THE TASK: From the entries that follow, copy each line in which "configurations" appears.

Saved entries:
PR #740, opened 2022-10-02
implemented task

vov4ik89:


src/main/java/core/basesyntax/impl/StorageImpl.java
```diff
@@ -3,17 +3,52 @@
 import core.basesyntax.Storage;
 
 public class StorageImpl<K, V> implements Storage<K, V> {
+    private static final int MAX_ITEMS_NUMBER = 10;
+    private int storageSize = 0;
+    private final Object[] keyStorage;
+    private final Object[] valueStorage;
```
KostyaNikiforov, line 9:
```suggestion
    private final Object[] keys;
    private final Object[] values;
```

src/main/java/core/basesyntax/impl/StorageImpl.java
```diff
@@ -3,17 +3,52 @@
 import core.basesyntax.Storage;
 
 public class StorageImpl<K, V> implements Storage<K, V> {
+    private static final int MAX_ITEMS_NUMBER = 10;
+    private int storageSize = 0;
```
KostyaNikiforov, line 7:
```suggestion
    private int size = 0;
```
We already see the class name)

src/main/java/core/basesyntax/impl/StorageImpl.java
```diff
@@ -3,17 +3,52 @@
...
+
+    private boolean containsKey(K key, V value) {
+        for (int i = 0; i < storageSize; i++) {
+            if (equalsObjects(keyStorage[i], key)) {
+                valueStorage[i] = value;
+                return true;
+            }
+        }
+        return false;
+    }
```
KostyaNikiforov, line 49: Let's reuse common logic  here

KostyaNikiforov (changes requested):

PR #741, opened 2022-10-03
Homework

alex-anofriev:


src/main/java/core/basesyntax/impl/StorageData.java
```diff
@@ -0,0 +1,45 @@
+package core.basesyntax.impl;
+
+@SuppressWarnings("unchecked")
+public class StorageData<K, S> {
+
```
KostyaNikiforov, line 5: Empty line

src/main/java/core/basesyntax/impl/StorageData.java
```diff
@@ -0,0 +1,45 @@
...
+    private final int initialCapacity = 10;
```
KostyaNikiforov, line 6: It is better to make this field constant

src/main/java/core/basesyntax/impl/StorageData.java
```diff
@@ -0,0 +1,45 @@
+package core.basesyntax.impl;
+
+@SuppressWarnings("unchecked")
+public class StorageData<K, S> {
```
KostyaNikiforov, line 4:
```suggestion
public class StorageData<K, V> {
```
Why S?)
V - is a short for `Value`

KostyaNikiforov, line 4: Seems like this class is redundant. You could add all implementation in the StorageImpl

src/main/java/core/basesyntax/impl/StorageData.java
```diff
@@ -0,0 +1,45 @@
...
+
+    private final int initialCapacity = 10;
+    private final Object[] keys = new Object[initialCapacity];
+    private final Object[] values = new Object[initialCapacity];
+    private final int defaultIndex = 0;
```
KostyaNikiforov, line 9: It can be constant too

src/main/java/core/basesyntax/impl/StorageData.java
```diff
@@ -0,0 +1,45 @@
...
+    private int index = 1;
```
KostyaNikiforov, line 10: And the value `1` can be taken from a constant with the name that explains why did you choose exactly this value

KostyaNikiforov (changes requested):

src/main/java/core/basesyntax/impl/StorageImpl.java
```diff
@@ -2,18 +2,49 @@
 
 import core.basesyntax.Storage;
 
+@SuppressWarnings("unchecked")
 public class StorageImpl<K, V> implements Storage<K, V> {
+    private static final int INITIAL_CAPACITY = 10;
+    private static final int DEFAULT_INDEX = 0;
+    private static final int NUMBER_ONE = 1;
```
KostyaNikiforov, line 9: Constant names must share the context with the one who reads the code. Name NUMBER_ONE doesn't tell me more than `1`. 
```suggestion
    private static final int INITIAL_INDEX = 1;
```

KostyaNikiforov (changes requested):

KostyaNikiforov (approved):

PR #456, opened 2022-02-08
bookmark-delete, package-delete: Add confirmation

minad:


oantolin:
I guess that does feel more consistent.

PR #462, opened 2022-02-15
Tab actions

minad:
Maybe the README should be rewritten slightly to make it clear that the tab example has been added to Embark?

### DIFF
--- a/README.org
+++ b/README.org
@@ -597,11 +597,14 @@ similar situations where the easiest option is not available.
 
 *** New minibuffer target example - tab-bar tabs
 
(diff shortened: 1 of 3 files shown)


oantolin:
Thank you!

oantolin:
Tabs are pretty nice, I'm starting to use them myself instead of putting window configurations in registers. For me the key difference is that window configuration also store the point location in each buffer which is something I usually don't want restored.

minad:
Thanks for merging!

Yes, I also started to use them as a replacement for winner-mode, inspired by @protesilaos. Instead of having one window configuration history, I have multiple now for each tab. I had always been turned off by tab-bar-mode because I assumed that it implies that you need an actual visual tab bar. Turns out tab-bar is nice without the visuals. I've also started to play around with persisting the tab configurations, see https://github.com/minad/tab-bookmark/.

PR #463, opened 2022-02-17
consult-register uses multi-category now

minad:
See https://github.com/minad/consult/commit/a10d59436f087f1bc79b009cb4dfb155a7ad5dea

PROBLEM SOLUTION:
Tabs are pretty nice, I'm starting to use them myself instead of putting window configurations in registers. For me the key difference is that window configuration also store the point location in each buffer which is something I usually don't want restored.
Yes, I also started to use them as a replacement for winner-mode, inspired by @protesilaos. Instead of having one window configuration history, I have multiple now for each tab. I had always been turned off by tab-bar-mode because I assumed that it implies that you need an actual visual tab bar. Turns out tab-bar is nice without the visuals. I've also started to play around with persisting the tab configurations, see https://github.com/minad/tab-bookmark/.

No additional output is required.